-------- TASK INPUT --------

PR #3656, opened 2020-08-16
KT-20768: Add Method.kotlinGetter and Method.kotlinSetter

HeartPattern:
Add jvm to kotlin mapping for Method.kotlinGetter and kotlinSetter.
Refactor common code to Method.toKotlin.

 #KT-20768

### DIFF
--- a/core/reflection.jvm/src/kotlin/reflect/jvm/ReflectJvmMapping.kt
+++ b/core/reflection.jvm/src/kotlin/reflect/jvm/ReflectJvmMapping.kt
@@ -18,18 +18,17 @@
 
 package kotlin.reflect.jvm
 
+import org.jetbrains.kotlin.descriptors.runtime.components.ReflectKotlinClass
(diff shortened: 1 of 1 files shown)


udalov:

I propose to make the following changes:
- leave the implementation where it was, in `Method.kotlinFunction`
- instead of calling `.functions` in it or filtering by KFunction, call `.members` and consider all options for a member: only one function if the member is a function, but getter and setter if the member is a property
- implement `kotlinGetter` in the following way (and `kotlinSetter` similarly): `return kotlinFunction as? KProperty.Getter`

This way, we'll also make sure that `kotlinFunction` works correctly for property accessors.

Also, we need to add some tests to `compiler/testData/codegen/box/reflection/mapping`, run `./gradlew generateTests` and then ensure that they pass.

Would you be willing to contribute some or all of these or should I do it myself (probably significantly later)?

--------

◆ EXERCISE DIRECTIONS
Scan the data above for the string "ReflectJvmMapping". Copy every line in which it appears.

◆ TASK OUTPUT
--- a/core/reflection.jvm/src/kotlin/reflect/jvm/ReflectJvmMapping.kt
+++ b/core/reflection.jvm/src/kotlin/reflect/jvm/ReflectJvmMapping.kt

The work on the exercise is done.